THE PROBLEM: Among the entries below, find each line with "consumed" and show it.

PROVIDED ENTRIES:
Issue #209, opened 2026-08-07
[RFC]: Add Model-Owned Extensions to AFD Connectors


lirx-pd:
### Motivation

New model architectures may require the FFN side to receive model-specific data in addition to hidden states and routing tensors. For example, Deepseek-V4 requires token IDs to compute its FFN output correctly.

Encoding each new requirement directly in every connector creates several problems:

- Connector implementations become coupled to individual model architectures.
- Adding a model requires coordinated changes to GPU P2P, synchronous NPU CAMP2P, and asynchronous NPU CAM connectors.
- Model-specific tensor names, dtypes, shapes, buffers, and validation rules leak into the common transport layer.
- Existing models pay the maintenance cost for data that they never use.

The connector contract should therefore provide a small extension point while keeping all model-specific semantics in the model implementation.

### Proposed change

Introduce a plugin-owned `AFDConnectorExtension` with no-op defaults for the connector control and Attention-to-FFN data planes.

Each connector owns one default extension instance. After loading a model, the model runner calls `connector.bind_model(model)`. A model that requires additional communication exposes its implementation through:

```python
def get_afd_connector_extension(self) -> AFDConnectorExtension:
    return MyModelConnectorExtension()
```

The extension interface provides four hooks:

```python
class AFDConnectorExtension:
    def control_payload(self) -> dict[str, Any] | None:
        return None

    def update_state_from_control_payload(
        self,
        connector: AFDConnectorBase,
        payload: dict[str, Any] | None,
    ) -> None:
        pass

    def send_attn_output(
        self,
        connector: AFDConnectorBase,
        context: AFDTransferContext,
        **kwargs: Any,
    ) -> None:
        pass

    def recv_attn_output(
        self,
        connector: AFDConnectorBase,
        ubatch_idx: int,
    ) -> object | None:
        return None
```

The control plane carries one optional opaque JSON object in `AFDControlPayload.extension`. The FFN receive path stores the extension result in `AFDTransferMetadata.extension`, which is already propagated through the existing FFN forward context.

All current connectors invoke the same hooks:

- GPU P2P invokes both control-plane and data-plane hooks.
- Synchronous NPU CAMP2P invokes both control-plane and data-plane hooks.
- Asynchronous NPU CAM invokes data-plane hooks because it has no DP metadata control plane.

The common connector layer does not interpret extension tensor names, dtypes, shapes, buffer layouts, or model semantics. Models without an extension continue to use the no-op implementation and preserve their current behavior

[...]

PR #211, opened 2026-08-07
Add Model-Owned Extensions to AFD P2P Connectors

lirx-pd:
## Purpose

Add a model-owned extension mechanism to AFD connectors so new model architectures can transfer additional Attention-to-FFN control and data-plane information without adding model-specific fields and transport logic to every connector.

This change introduces a no-op `AFDConnectorExtension` in the common connector layer. Models may provide an implementation through `get_afd_connector_extension()`, while models without an extension preserve the existing communication behavior.

The proposal is described in **[RFC] Add Model-Owned Extensions to AFD Connectors**.

## Issue

- Related issue(s): #209 
- Closing keyword, only if fully resolved: N/A #209 

## Scope

- In scope:
  - Add the plugin-owned `AFDConnectorExtension` Null Object and model binding entry point.
  - Add an optional opaque extension object to the AFD control payload.
  - Add an optional opaque extension result to Attention-to-FFN transfer metadata.
  - Invoke extension hooks from GPU P2P, synchronous NPU CAMP2P, and asynchronous NPU CAM connectors.
  - Bind model-owned extensions after model loading in GPU and NPU Attention/FFN runners.
  - Preserve the current behavior for models that do not provide an extension.
  - Add unit coverage for binding, control-payload serialization, control-plane delegation, and data-plane hooks.
- Out of scope:
  - Model-specific extension implementations such as DeepSeek V4 `input_ids` transport.
  - A generic tensor schema, dtype/shape registry, or connector-managed extension buffers.
  - Per-layer extension schemas; one model-owned extension is used for the complete model.
  - Changes to vLLM source code or public vLLM interfaces.
  - Real multi-process GPU or NPU communication validation in this PR.

## Implementation Notes

- `AFDConnectorExtension` is defined in the plugin connector base module and exported from `afd_plugin.connectors`.
- `AFDConnectorBase` creates a no-op extension by default. `bind_model()` replaces it only when the loaded model exposes `get_afd_connector_extension()`.
- The extension interface contains four hooks:
  - `control_payload()` produces optional model-owned JSON control data.
  - `update_state_from_control_payload()` applies received control data.
  - `send_attn_extention()` sends model-owned Attention-to-FFN data after the connector's standard payload.
  - `recv_attn_extention()` receives model-owned data and returns the value exposed to FFN model code.
- `AFDControlPayload.extension` transports opaque JSON-compatible control data through the existing plugin-owned serializer.
- `AFDTransferMetadata.extension` carries the opaque data-plane result through the existing FFN forward context, avoiding runner-specific model arguments.
- GPU P2P and synchronous NPU CAMP2P invoke both control-plane and data-plane hooks.
- Asynchronous NPU CAM has no DP metadata control plane and therefore invokes only data-plane hooks.
- No model-specific tensor name, dtype, shape, validation, or buffer policy is added to the common connector layer.
- The implementation remains entirely plugin-owned and does not add compatibility patches or monkey patches.

## Test Plan

Static and CPU-safe unit validation:
Accelerator-gated validation:

- Run GPU P2P Attention/FFN multi-process smoke coverage when a CUDA/NCCL environment is available.
- Run CAMP2P and asynchronous CAM smoke coverage when a torch-npu/CANN environment is available.
- Add model-specific end-to-end coverage together with the first model extension implementation.

## Test Result

- Ruff lint: passed.
- Ruff format check: passed.
- Connector, GPU/NPU runner, and package unit suite: passed; optional accelerator-dependent tests were skipped when their runtime was unavailable.
- Python compilation checks: passed.
- `git diff --check`: passed.
- Real multi-process GPU P2P E2E: not run; no CUDA/NCCL deployment was available in the validation environment.
- Real NPU CAMP2P/Async CAM E2E: not run; no torch-npu/CANN deployment was available in the validation environment.

## Docs Impact

- Files updated: None.
- If none, reason: The public extension contract is documented by English class and method docstrings in the plugin-owned connector modules. The linked RFC provides the design rationale. Model-specific usage documentation should be added with the first model extension implementation.

---

<details>

- [x] Scope is bounded.

</details>

### DIFF
--- a/afd_plugin/connectors/base.py
+++ b/afd_plugin/connectors/base.py
@@ -51,7 +51,7 @@ class AFDConnectorExtension:
     ) -> None:
         pass
 
-    def send_attn_output(
+    def send_attn_extention(
         self,
         connector: AFDConnectorBase,
         context: AFDTransferContext,
@@ -59,7 +59,7 @@ class AFDConnectorExtension:
     ) -> None:
         pass
 
-    def recv_attn_output(
+    def recv_attn_extention(
         self,
         connector: AFDConnectorBase,
         ubatch_idx: int,
--- a/afd_plugin/connectors/base.py
+++ b/afd_plugin/connectors/base.py
@@ -34,6 +34,39 @@ class ConnectorExtraInfo:
         return {}
 
 
+class AFDConnectorExtension:
+    """No-op model extension for connector control and data planes.
+
+    A model may return a subclass from ``get_afd_connector_extension``. The
+    connector transports its control payload and delegates model-specific data.
+    """
+
+    def control_payload(self) -> dict[str, Any] | None:
+        return None
+
+    def update_state_from_control_payload(
+        self,
+        connector: AFDConnectorBase,
+        payload: dict[str, Any] | None,
+    ) -> None:
+        pass
+
+    def send_attn_output(
+        self,
+        connector: AFDConnectorBase,
+        context: AFDTransferContext,
+        **kwargs: Any,
+    ) -> None:
+        pass
+
+    def recv_attn_output(
+        self,
+        connector: AFDConnectorBase,
+        ubatch_idx: int,
+    ) -> object | None:
+        return None
+
+
 class AFDConnectorBase(ABC):
     """Base class for plugin-owned AFD Attention/FFN connectors.
 
@@ -105,10 +138,17 @@ class AFDConnectorBase(ABC):
         self.extra_info = self.parse_extra_config(
             connector_extra_config_from_source(vllm_config),
         )
+        self.extension = AFDConnectorExtension()
 
     # ==============================
     # Lifecycle methods
     # ==============================
+
+    def bind_model(self, model: Any) -> None:
+        """Bind an optional model-owned connector extension."""
+        extension_factory = getattr(model, "get_afd_connector_extension", None)
+        if extension_factory is not None:
+            self.extension = extension_factory()
 
     @abstractmethod
     def close(self) -> None:
@@ -307,4 +347,9 @@ class AFDControlPlane(ABC):
         raise NotImplementedError
 
 
-__all__ = ["AFDConnectorBase", "AFDControlPlane", "ConnectorExtraInfo"]
+__all__ = [
+    "AFDConnectorBase",
+    "AFDConnectorExtension",
+    "AFDControlPlane",
+    "ConnectorExtraInfo",
+]
--- a/afd_plugin/connectors/gpu/p2p.py
+++ b/afd_plugin/connectors/gpu/p2p.py
@@ -352,6 +352,7 @@ class P2pNcclAFDConnector(AFDConnectorBase):
                 self.a2e_group,
                 self.a2e_comm_id,
             )
+        self.extension.send_attn_output(self, context, **kwargs)
 
     def recv_ffn_output(
         self,
@@ -479,6 +480,7 @@ class P2pNcclAFDConnector(AFDConnectorBase):
             stage_idx=ubatch_idx,
             seq_lens=[tensor.shape[0] for tensor in hidden_states_list],
         )
+        metadata.extension = self.extension.recv_attn_output(self, ubatch_idx)
         return AFDA2FTransferPayload(
             hidden_states=hidden_states,
             context=AFDTransferContext(
@@ -751,6 +753,10 @@ class P2pNcclAFDControlPlane(AFDControlPlane):
                     dtype=tensor_metadata.dtype,
                     device=tensor_metadata.device,
                 )
+        connector.extension.update_state_from_control_payload(
+            connector,
+            payload.extension,
+        )
 
     def send_dp_metadata_list(
         self,
@@ -767,6 +773,7 @@ class P2pNcclAFDControlPlane(AFDControlPlane):
                 connector loop.
         """
         connector = self.connector
+        payload.extension = connector.extension.control_payload()
         if connector.p2p_pg is None:
             return
         if not (
@@ -946,4 +953,7 @@ def _register_p2p_custom_ops() -> None:
     _AFD_CUSTOM_OPS_REGISTERED = True
 
 
-__all__ = ["P2pNcclAFDConnector", "P2pNcclAFDControlPlane"]
+__all__ = [
+    "P2pNcclAFDConnector",
+    "P2pNcclAFDControlPlane",
+]
--- a/afd_plugin/connectors/gpu/p2p.py
+++ b/afd_plugin/connectors/gpu/p2p.py
@@ -352,7 +352,7 @@ class P2pNcclAFDConnector(AFDConnectorBase):
                 self.a2e_group,
                 self.a2e_comm_id,
             )
-        self.extension.send_attn_output(self, context, **kwargs)
+        self.extension.send_attn_extention(self, context, **kwargs)
 
     def recv_ffn_output(
         self,
@@ -480,7 +480,7 @@ class P2pNcclAFDConnector(AFDConnectorBase):
             stage_idx=ubatch_idx,
             seq_lens=[tensor.shape[0] for tensor in hidden_states_list],
         )
-        metadata.extension = self.extension.recv_attn_output(self, ubatch_idx)
+        metadata.extension = self.extension.recv_attn_extention(self, ubatch_idx)
         return AFDA2FTransferPayload(
             hidden_states=hidden_states,
             context=AFDTransferContext(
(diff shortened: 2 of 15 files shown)


afd_plugin/connectors/base.py
```diff
@@ -34,6 +34,39 @@ def to_mapping(self) -> dict[str, Any]:
...
+        return None
+
+    def update_state_from_control_payload(
+        self,
+        connector: AFDConnectorBase,
+        payload: dict[str, Any] | None,
+    ) -> None:
+        pass
+
+    def send_attn_output(
```
specture724: send_attn_extention

afd_plugin/connectors/base.py
```diff
@@ -34,6 +34,39 @@ def to_mapping(self) -> dict[str, Any]:
...
+        self,
+        connector: AFDConnectorBase,
+        context: AFDTransferContext,
+        **kwargs: Any,
+    ) -> None:
+        pass
+
+    def recv_attn_output(
```
specture724: recv_attn_extention

specture724:
cc @jiangkuaixue123

afd_plugin/connectors/base.py
lirx-pd: Already changed

afd_plugin/connectors/base.py
lirx-pd: Already changed

afd_plugin/connectors/base.py
```diff
@@ -34,6 +34,39 @@ def to_mapping(self) -> dict[str, Any]:
         return {}
 
 
+class AFDConnectorExtension:
```
specture724, line 37: Will `update_state_from_control_payload`, `send_attn_extention` and `recv_attn_extention` be the same logic to different models? If so, just make the extension dict into the payload?

afd_plugin/connectors/base.py
```diff
@@ -34,6 +34,39 @@ def to_mapping(self) -> dict[str, Any]:
...
+        return None
+
+    def update_state_from_control_payload(
+        self,
+        connector: AFDConnectorBase,
+        payload: dict[str, Any] | None,
+    ) -> None:
+        pass
+
+    def send_attn_extention(
```
jiangkuaixue123, line 54: **Typo: `extention` → `extension`**

`send_attn_extention` (and `recv_attn_extention` below) misspell "extension". These are public API names on the extension contract, so the typo will be locked in once a model implementation ships against them. Renaming now is the cheapest point — this is the first and only release of the interface.

Beyond the spelling, the two hooks are also asymmetric:
- `send_attn_extention(connector, context, **kwargs)` gets the full forward context and call kwargs, so a model can read `input_ids` from `kwargs` and send it.
- `recv_attn_extention(connector, ubatch_idx)` gets only `ubatch_idx` — no `context`, no way to receive anything the send side transmitted.

For a DeepSeek-V4-style `input_ids` extension this means the receive hook has no channel to read the data back from. Consider unifying the signatures (e.g. give `recv_attn_extention` the same `(connector, context, **kwargs)` shape) and defining the actual wire transport for the data-plane payload.

afd_plugin/connectors/base.py
```diff
@@ -34,6 +34,39 @@ def to_mapping(self) -> dict[str, Any]:
...
+        self,
+        connector: AFDConnectorBase,
+        context: AFDTransferContext,
+        **kwargs: Any,
+    ) -> None:
+        pass
+
+    def recv_attn_extention(
```
jiangkuaixue123, line 62: **Typo + `object` return type**

Same `extention` typo as `send_attn_extention`. Two additional points:

1. **Return type `object | None`** violates the project convention to avoid `object`/`Any` in public signatures (see AGENTS.md). The result is consumed as `metadata.extension = self.extension.recv_attn_extention(...)`, so a concrete protocol or at least a named type alias would be preferable.
2. **No transport channel for the data-plane payload.** `AFDTransferMetadata.extension` only carries the *receive-side* result across processes within the same worker (hidden-states transfer), but nothing moves the *send-side* data (`input_ids` from the Attention forward kwargs) to the FFN process. The send hook writes into `**kwargs` which never crosses a process boundary. If the intended DeepSeek-V4 use case is to transport `input_ids` Attention→FFN, this hook needs a real wire path (e.g. piggyback on the existing P2P tensor send, like `router_logits`), not a process-local return value.

afd_plugin/connectors/npu/camp2p.py
```diff
@@ -638,12 +640,17 @@ def update_state_from_dp_metadata(
...
+            connector,
+            payload.extension,
+        )
 
     def send_dp_metadata_list(
         self,
         payload: AFDControlPayload,
     ) -> None:
         connector = self.connector
+        payload.extension = connector.extension.control_payload()
```
jiangkuaixue123, line 653: **Control-plane callback fires on the wrong process (asymmetric)**

`update_state_from_dp_metadata` is invoked on **both** sides:
- **Attention side** (`npu/attention_model_runner.py:1384` calls `update_state_from_dp_metadata(payload)` then `send_dp_metadata_list(payload)`): applies the *Attention* process's own bound extension.
- **FFN side** (`npu/ffn_worker.py:142` `recv_dp_metadata_list()` → `execute_ffn_step` → `update_state_from_dp_metadata`): applies the *FFN* process's own bound extension.

So the `payload.extension` written by the send side is consumed by a **different process's** extension instance. If the FFN-side model does not expose `get_afd_connector_extension()` (a DeepSeek-V4-style extension may only be meaningful on the Attention side, which needs to send `input_ids`), the FFN side binds a no-op extension and `payload.extension` crosses the wire unread — while the Attention side already applied it *locally* before sending, so the send side never actually transmits its own payload.

Suggested fix: make the semantics symmetric — `send_dp_metadata_list` only **writes** `payload.extension`; the apply path (`update_state_from_control_payload`) should run only on the connector that actually **receives** (i.e. after `recv_dp_metadata_list()` decodes on the FFN side). The integration test `test_model_extension_owns_control_and_data_plane_payloads` shares one extension instance across both connectors, which masks this cross-process gap; a test with two independently-bound extensions would expose it.

afd_plugin/connectors/gpu/p2p.py
```diff
@@ -767,6 +773,7 @@ def send_dp_metadata_list(
                 connector loop.
         """
         connector = self.connector
+        payload.extension = connector.extension.control_payload()
```
jiangkuaixue123, line 776: **`payload.extension` overwrite semantics**

`send_dp_metadata_list` unconditionally overwrites `payload.extension` with `connector.extension.control_payload()`. Two consequences:

1. **Silent clobber**: if the caller constructed the payload with a pre-set `extension`, it is overwritten with no warning. `_send_dp_metadata` (`attention_model_runner.py:144`) always builds the payload fresh, so today this is benign — but the write-then-read pattern here invites the field being set from two places.
2. **No-op still writes `None`**: when the model has no extension, `control_payload()` returns `None`, and this line writes `payload.extension = None`. Combined with the symmetric apply suggestion, it would be cleaner to leave the field untouched when there is no extension (skip assignment), so `payload.extension` remains `None` from construction rather than an explicit overwrite.

Recommendation: move the extension filling into the wire-serialization boundary (`encode_control_payload`) or guard the assignment, so the control-plane extension has exactly one writer with clear ownership.

afd_plugin/connectors/npu/camp2p.py
```diff
@@ -638,12 +640,17 @@ def update_state_from_dp_metadata(
         connector.dp_metadata_list = payload.dp_metadata_list
         connector.is_graph_capturing = payload.is_graph_capturing
         connector.is_warmup = payload.is_warmup
+        connector.extension.update_state_from_control_payload(
+            connector,
+            payload.extension,
```
jiangkuaixue123, line 645: **Duplicate of the P2P control-plane asymmetry (camp2p variant)**

Same issue as my comment on `gpu/p2p.py:756`. In the camp2p path, `recv_dp_metadata_list()` (`camp2p.py:661`) decodes the wire payload but applies the extension callback only later via `update_state_from_dp_metadata`, which runs on whichever process calls it. If the symmetric semantics from the other comment are adopted, this apply should be moved to the recv path (decode → apply the *local* FFN-side extension), and the Attention-side `update_state_from_dp_metadata` (called from `npu/attention_model_runner.py:1384`) should not apply the extension it is about to send.

Keeping the two connector implementations consistent on the same control-plane contract matters here — P2P and camp2p are both control-plane-driven connectors, and diverging apply semantics between them would be a maintenance trap.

EXERCISE OUTPUT:
1. **Return type `object | None`** violates the project convention to avoid `object`/`Any` in public signatures (see AGENTS.md). The result is consumed as `metadata.extension = self.extension.recv_attn_extention(...)`, so a concrete protocol or at least a named type alias would be preferable.
So the `payload.extension` written by the send side is consumed by a **different process's** extension instance. If the FFN-side model does not expose `get_afd_connector_extension()` (a DeepSeek-V4-style extension may only be meaningful on the Attention side, which needs to send `input_ids`), the FFN side binds a no-op extension and `payload.extension` crosses the wire unread — while the Attention side already applied it *locally* before sending, so the send side never actually transmits its own payload.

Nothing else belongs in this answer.